Aims. Massive stars in low-metallicity environments may produce exotic explosions such as long-duration gamma-ray bursts and pair-instability supernovae when they die as core-collapse supernovae (CCSNe). Such events are predicted to be relatively common in the early Universe during the first episodes of star-formation. To understand these distant explosions it is vital to study nearby CCSNe arising in low-metallicity environments to determine if the explosions have different characteristics to those studied locally in high-metallicity galaxies.
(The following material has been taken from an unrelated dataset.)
PR #1678, opened 2018-07-12
ostree commit: Add option --use-bare-user-xattrs

wmanley:
For our build-system we have a [patched version of `fakeroot`][1] which
understands the `user.ostreemeta` xattr.  It's intended for use with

Many of the nearby supernova searches concentrate their efforts on high star-formation rate galaxies, hence biasing the discoveries to metal rich regimes. Here we determine the feasibility of searching for these CCSNe in metal-poor dwarf galaxies using various survey strategies. Methods. We determine oxygen abundances and star-formation rates for all spectroscopically typed star-forming galaxies in the Sloan Digital Sky Survey, Data Release 5, within z = 0.04. We then estimate the CCSN rates for sub-samples of galaxies with differing upper-metallicity limits. Using Monte-Carlo simulations we then predict the fraction of these CCSNe that we can expect to detect using different survey strategies. We test survey capabilities using a single 2 m telescope, a network of 2 m telescopes, and the upcoming all-sky surveys of the Pan-STARRS and LSST systems. Results. Using a single 2 m telescope (with a standard CCD camera) search we predict a detection rate of similar to 1.3 CCSNe yr(-1) in galaxies with metallicities below 12 + log(O/H) < 8.2 which are within a volume that will allow detailed follow-up with 4 m and 8 m telescopes (z = 0.04). With a network of seven 2 m telescopes we estimate similar to 9.3 CCSNe yr(-1) could be found, although this would require more than 1000 h of telescope time allocated to the network. Within the same radial distance, a volume-limited search in the future Pan-STARRS PS1 all-sky survey should uncover 12.5 CCSNe yr(-1) in low-metallicity galaxies. Over a period of a few years this would allow a detailed comparison of their properties. We then extend our calculations to determine the total numbers of CCSNe that can potentially be found in magnitude-limited surveys with PS1 (24 000 yr(-1), within z less than or similar to 0.6), PS4 (69 000 yr(-1), within z less than or similar to 0.8) and LSST (160 000 yr(-1), within z less than or similar to 0.9) surveys.